Determination of fetal acidemia at birth from a remote umbilical arterial blood gas analysis


      OBJECTIVE: Sampling of the umbilical artery for determination of acid-base status is performed within 60 minutes of birth, but this is not feasible in all hospitals on a 24-hour basis. A desirable alternative would be to perform the arterial cord blood gas analysis hours after the sample was obtained at delivery with reliable identification of whether the newborn was acidotic. STUDY DESIGN: After 19 deliveries multiple umbilical arterial blood samples were withdrawn into five preheparinized syringes, and these were analyzed at 0.5, 15, 30, 45, and 60 hours after delivery. On the basis of observed changes in pH and base deficit over 60 hours, two separate regression equations were generated. These two equations permit calculation of the original pH and base deficit if the following are known: (1) the time interval from delivery to blood gas analysis and (2) the values of the remote pH and remote base deficit.

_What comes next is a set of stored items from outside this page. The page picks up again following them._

PR #1290, opened 2017-01-24
fixed some golint warnings

rainrambler:
fixed some golint warnings about the format of comment.

Signed-off-by: Wang Anyu <wanganyu@outlook.com>

### DIFF
--- a/libcontainer/devices/devices_unix.go
+++ b/libcontainer/devices/devices_unix.go
@@ -23,7 +23,7 @@ var (
 	ioutilReadDir = ioutil.ReadDir
 )
 
-// Given the path to a device and its cgroup_permissions(which cannot be easily queried) look up the information about a linux device and return that information as a Device struct.
+// DeviceFromPath: Given the path to a device and its cgroup_permissions(which cannot be easily queried) look up the information about a linux device and return that information as a Device struct.
 func DeviceFromPath(path, permissions string) (*configs.Device, error) {
 	fileInfo, err := osLstat(path)
 	if err != nil {
--- a/libcontainer/user/lookup.go
+++ b/libcontainer/user/lookup.go
@@ -11,7 +11,7 @@ var (
 	// ErrNoPasswdEntries: No matching password entries found in file.
 	ErrNoPasswdEntries = errors.New("no matching entries in passwd file")
 	// ErrNoGroupEntries: No matching group entries found in file.
-	ErrNoGroupEntries  = errors.New("no matching entries in group file")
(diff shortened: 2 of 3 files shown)


hqhq:
Commits should to be squashed.

libcontainer/user/lookup.go
```diff
@@ -6,11 +6,12 @@ import (
 )
 
 var (
-	// The current operating system does not provide the required data for user lookups.
+	// ErrUnsupported: The current operating system does not provide the required data for user lookups.
```
stevenh: This really should be reworded slightly so its not just eliminating the lint warning but also making it read well e.g.
```// ErrUnsupported is returned if the current operating system does not provide the required data for user lookups.```

File: libcontainer/user/lookup.go [hunk 2]
```diff
@@ -6,11 +6,12 @@ import (
...
 	ErrUnsupported = errors.New("user lookup: operating system does not provide passwd-formatted data")
-	// No matching entries found in file.
+	// ErrNoPasswdEntries: No matching password entries found in file.
```
stevenh: As above:
```ErrNoPasswdEntries is returned if no matching password entries is found in the passwd file.```

File: libcontainer/user/lookup.go [hunk 3]
```diff
@@ -6,11 +6,12 @@ import (
...
 	ErrNoPasswdEntries = errors.New("no matching entries in passwd file")
-	ErrNoGroupEntries  = errors.New("no matching entries in group file")
+	// ErrNoGroupEntries: No matching group entries found in file.
```
stevenh: ```// ErrNoGroupEntries is returned if no matching group entries is found in the group file.```

libcontainer/devices/devices_unix.go
```diff
@@ -23,7 +23,7 @@ var (
 	ioutilReadDir = ioutil.ReadDir
 )
 
-// Given the path to a device and its cgroup_permissions(which cannot be easily queried) look up the information about a linux device and return that information as a Device struct.
+// DeviceFromPath: Given the path to a device and its cgroup_permissions(which cannot be easily queried) look up the information about a linux device and return that information as a Device struct.
```
stevenh: I would suggest something along the lines of:
```// DeviceFromPath returns a config.Device representing the Linux device at path with the cgroup representation of permissions.```

crosbymichael:
@rainrambler if you have time to update this PR again please reopen when you are ready.

Thanks.

PR #1293, opened 2017-01-24
Resolve InitArgs to ensure init works

stevenh:
If a relative pathed exe is used for InitArgs init will fail to run if Cwd is not set the original path.

Prevent failure of init to run by ensuring that exe in InitArgs is an absolute path.

### DIFF
--- a/libcontainer/factory_linux.go
+++ b/libcontainer/factory_linux.go
@@ -34,7 +34,15 @@ var (
 // InitArgs returns an options func to configure a LinuxFactory with the
 // provided init binary path and arguments.
 func InitArgs(args ...string) func(*LinuxFactory) error {
-	return func(l *LinuxFactory) error {
+	return func(l *LinuxFactory) (err error) {
+		if len(args) > 0 {
+			// Resolve relative paths to ensure that its available
+			// after directory changes.
+			if args[0], err = filepath.Abs(args[0]); err != nil {
+				return newGenericError(err, ConfigInvalid)
+			}
+		}
+
 		l.InitArgs = args
 		return nil
 	}


libcontainer/factory_linux.go
```diff
@@ -34,12 +34,39 @@ var (
...
+		if len(l.InitArgs) == 0 {
+			return newGenericError(fmt.Errorf("empty initargs"), ConfigInvalid)
+		}
+
+		if args[0], err = resolvePath(args[0]); err != nil {
+			return newGenericError(err, ConfigInvalid)
+		}
+
 		l.InitArgs = args
+
```
cyphar: Nit: Don't add a space here.

libcontainer/factory_linux.go
```diff
@@ -34,12 +34,39 @@ var (
 // InitArgs returns an options func to configure a LinuxFactory with the
 // provided init binary path and arguments.
 func InitArgs(args ...string) func(*LinuxFactory) error {
-	return func(l *LinuxFactory) error {
+	return func(l *LinuxFactory) (err error) {
+		if len(l.InitArgs) == 0 {
```
cyphar: `len(args)`? Also I'm not sure if this check is necessary because there are cases where you the container command won't be executed (where you just do `runc create` and then `runc exec`).

libcontainer/factory_linux.go
```diff
@@ -34,12 +34,39 @@ var (
...
+	f, err := filepath.EvalSymlinks(path)
+	if err != nil {
+		return "", err
+	}
+
+	if f, err = filepath.Abs(f); err != nil {
+		return "", err
+	}
+
+	if _, err := os.Stat(f); err != nil {
```
cyphar: This check is not a good idea -- we support creating a container and then creating the binary later (before `runc start` is called).

libcontainer/factory_linux.go
stevenh: Thanks refactored to fix this

libcontainer/factory_linux.go
```diff
@@ -35,6 +35,14 @@ var (
 // provided init binary path and arguments.
 func InitArgs(args ...string) func(*LinuxFactory) error {
 	return func(l *LinuxFactory) error {
+		if len(l.InitArgs) > 0 {
```
cyphar: Again, I'm confused -- why isn't this `len(args)`? `l.InitArgs` hasn't been set yet.

stevenh: We'll that will teach me to re-type instead of doing a partial cherry-pick won't it!

crosbymichael:
@stevenh why don't you just give it the abs path yourself?  That function is meant to set the args to exactly what the user provided.   So if you want to have an abs path, a symlink, or whatever, its up to you to give it a proper path.  We shouldn't resolve symlinks or change the data that is provided.

Also the api is setup so you can just write your only options func that you pass to the create method to change this.  It does not have to be changed in the core.

stevenh:
I'm not sure I'd agree as due to is internal use values which are totally valid when passed in become invalid due to actions taken internally, actions which aren't documented for the correct reasons (they are implementation details).

Now I came across the issue as I used the example code in libcontainers README:
```go
factory, err := libcontainer.New("/var/lib/container", libcontainer.Cgroupfs, libcontainer.InitArgs(os.Args[0], "init"))
if err != nil {
    logrus.Fatal(err)
    return
}
```
Now while this works fine if the application was invoked using an absolute path, however it breaks if it was relative, which is exactly what happened to me and had me scratching and adding debug to the library to determine the issue; especially since errors where not handled properly.

Now as you say each consumer of libcontainer could fix this by doing the lookup themselves, but why make every consumer do that when updating the internals to do it is simple and has no down sides I can see?

crosbymichael:
@stevenh  if you look at prior use or even the default you can see that it's using `/proc/self/exe` as the default and will do the correct thing.

However, I agree with you on your last comment since we change the cwd in some instances that we should resolve the abs.  

LGTM

hqhq:
LGTM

The regression models were validated among 23 subsequent deliveries to assess how accurately they identified newborn acid-base status at birth. RESULTS: The original pH and base deficit can be calculated with two separate equations from linear regression models if two variables are known: the results of the remote umbilical arterial blood gas analysis and time interval from delivery to analysis. Of 23 newborns during the validation phase of the study, 16 were not acidotic, one had respiratory acidosis, and six had metabolic acidosis. The second umbilical arterial blood gas analysis was performed at a mean (± SD) interval of 53.8 ± 41.5 hours (range 7.5 to 138 hours). The remote gas analysis inaccurately identified 68.7% (11/16) of nonacidotic newborns as being acidotic at birth. However, insertion of these data into these equations produced results with none of the newborns predicted to have normal acid-base when they were acidotic at birth or predicted to be acidotic when the cord pH was normal. CONCLUSIONS: Use of these mathematic models allows the clinician to perform an umbilical arterial blood pH analysis ≤60 hours after delivery yet with accurate estimation of true acid-base status at birth. (AM J Obstet Gynecol 1994;170:1705-12.)